Introduzione (Teaser)

A greater understanding of how individual molecules behave in biological systems will have significant implications for health care by opening up new avenues for intervention. A European consortium is contributing to this by developing new high-resolution devices that facilitate the detection of single molecules.

Descrizione progetto (Article)

The detection and characterisation of single molecules would facilitate research of fundamental biological processes and enable the recovery of structural information of membrane proteins. Moreover, diagnosis of many diseases including cancer could be improved.
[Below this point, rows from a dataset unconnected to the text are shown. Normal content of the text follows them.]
PR #990, opened 2019-10-16
Add AAD Service Principal Secret authorization method

funkydev:
It adds Azure Active Directory *Service Principal Secret* Authorization method.

Usage:
```javascript
  server: 'your-azure-database-server',
  options: {
    database: 'database_name',
    encrypt: true
  },
  authentication: {
    type: 'azure-active-directory-service-principal-secret',
    options: {
      clientId: '', // SERVICE PRINCIPAL CLIENT ID
      clientSecret: '', // SERVICE PRINCIPAL CLIENT SECRET
      tenantId: '', // SERVICE PRINCIPAL TENANT ID (domain)
    }
  }
});
```

### DIFF
--- a/src/connection.js
+++ b/src/connection.js
@@ -4,7 +4,7 @@ const os = require('os');
 const constants = require('constants');
 const { createSecureContext } = require('tls');
 
-const { loginWithUsernamePassword, loginWithVmMSI, loginWithAppServiceMSI } = require('@azure/ms-rest-nodeauth');
+const { loginWithUsernamePassword, loginWithVmMSI, loginWithAppServiceMSI, loginWithServicePrincipalSecret } = require('@azure/ms-rest-nodeauth');
 
 const BulkLoad = require('./bulk-load');
 const Debug = require('./debug');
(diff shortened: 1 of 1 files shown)


funkydev:
@arthurschreiber here is a small PR which adds support for AAD Service Principal Secret Auth.

Would you like to review the changes and merge this pull request? I saw that you're during the refactor process into TypeScript, but we need the service principal authentication as soon as possible, because our team wants to use that in production app.

arthurschreiber:
We're planning on moving away from `@azure/ms-rest-nodeauth` as soon as we drop Node.js 6.x support in favor of `@azure/identity`. `@azure/ms-rest-nodeauth` has absolutely abysmal performance, and I'm wary of adding a new auth method based on it.

Can this authentication method be mapped to `@azure/identity`, without changes to the config options?

funkydev:
Yes, using the `ClientSecretCredential` (more details are [here](https://azure.github.io/azure-sdk-for-js/identity/classes/clientsecretcredential.html#constructor))

`tenantId: string` - The Azure Active Directory tenant (directory) ID.
`clientId: string` - The client (application) ID of an App Registration in the tenant.
`clientSecret: string` - A client secret that was generated for the App Registration.

funkydev:
@arthurschreiber You right. Our application did dramatically slow down after we changed authentication using MSI. It had problems with longer CPU times after the change.

Someone should decide to drop support for Node 6.x because even the Node.js team does not maintain that version. You can check it [here](https://nodejs.org/en/about/releases/). Then we should rewrite azure authentication methods using `@azure/identity` – as I saw, they implemented interactive authentication as well, so they made progress.

PR #999, opened 2019-11-03
FIX No longer rely on removed data-type props

### LINKED ISSUE #998: Removal of hasScale prop on data-types breaks bulk-load
In [v6.5.0](https://github.com/tediousjs/tedious/tree/v6.5.0) data-types were converted to TS and as part of this the `hasScale` property from `DateTime2` has been removed.

This is breaking [bulk-load](https://github.com/tediousjs/tedious/blob/master/src/bulk-load.ts#L166-L170) which relies on that prop. This is causing tests to fail on the mssql library.

When using `BulkLoad` with `DataType`s that used to have a `hasScale` property, the following error is now thrown: `Received an invalid column length from the bcp client for colid x`

dhensby:
Fixes #998 

This is a slightly different approach to fixing the problem than reinstating the `hasScale` flag (and other removed flags) from the `DataType` type; instead we infer the need to use `resolvePrecision` and `resolveScale` from the fact they are present.

This fixes a bug with `BulkLoad` where the error `Received an invalid column length from the bcp client for colid x` is thrown when scales are nor resolved for certain columns.

### DIFF
--- a/src/bulk-load.ts
+++ b/src/bulk-load.ts
@@ -7,7 +7,7 @@ import { TYPE as TOKEN_TYPE } from './token/token';
 import Message from './message';
 import { TYPE as PACKET_TYPE } from './packet';
 
-import { Parameter } from './data-type';
+import { DataType, Parameter } from './data-type';
 import { RequestError } from './errors';
 
 const FLAGS = {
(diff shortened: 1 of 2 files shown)


src/bulk-load.ts
```diff
@@ -131,7 +131,7 @@ class BulkLoad extends EventEmitter {
     this.bulkOptions = { checkConstraints, fireTriggers, keepNulls, lockTable };
   }
 
-  addColumn(name: string, type: any, { output = false, length, precision, scale, objName = name, nullable = true }: ColumnOptions) {
```
arthurschreiber: 🤦‍♂for the use of `any` here...

PR #1004, opened 2019-11-13
fix error message for (typeof config.options.isolationLevel !== 'number')

OriHoch:


src/connection.ts
```diff
@@ -780,7 +780,7 @@ class Connection extends EventEmitter {
 
       if (config.options.isolationLevel !== undefined) {
         if (typeof config.options.isolationLevel !== 'number') {
-          throw new TypeError('The "config.options.language" property must be of type numer.');
+          throw new TypeError('The "config.options.isolationLevel" property must be of type numer.');
```
arthurschreiber: Can you also fix the `numer` -> `number` typo? 🙇

OriHoch: fixed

To achieve this, scientists of the EU-funded 'Single or few molecules detection by combined enhanced spectroscopies' (SMD) project proposed to confine a high electromagnetic field in an extremely small portion of space to provide sensitive chemical mapping at the nano-scale level. To this end, they explored the properties of surface plasmon polaritons (SPPs), which are in essence electromagnetic waves created when light particles, also known as photons, impinge on metal plasmons under appropriate conditions.

The idea was to combine different experimental spectroscopy techniques in a single device so as to achieve label-free chemical characterisation at the single-molecule level. This system combines the technology of an atomic force microscope or an optical tweezer with optical spectroscopy, and allowed simultaneous dynamic way force and Raman, SERS, infrared or terahertz measurements. The spatial resolution achieved reached an unprecedented low level in the range of 10 nanometres or smaller.

Alongside the optimisation of the components, scientists synthesised an array of nanoprobes based on protein or DNA conjugates with metal ions. These were tested to obtain structural information and to characterise the conformational changes of the photoreceptor transmembrane protein in the cyclic nucleotide-gated ion channel. Additionally, by exploiting the BRCT domain proteins as probing molecules, researchers were able to distinguish the wild type from mutated peptides.

By successfully combining optical and mechanical (spectroscopic) characterisation methodologies in a single device, the SMD initiative addressed a significant technological challenge. Single-molecule spectroscopy has the potential to enhance diagnosis sensitivity and open up new avenues for pharmaceutical companies and industries interested in health care.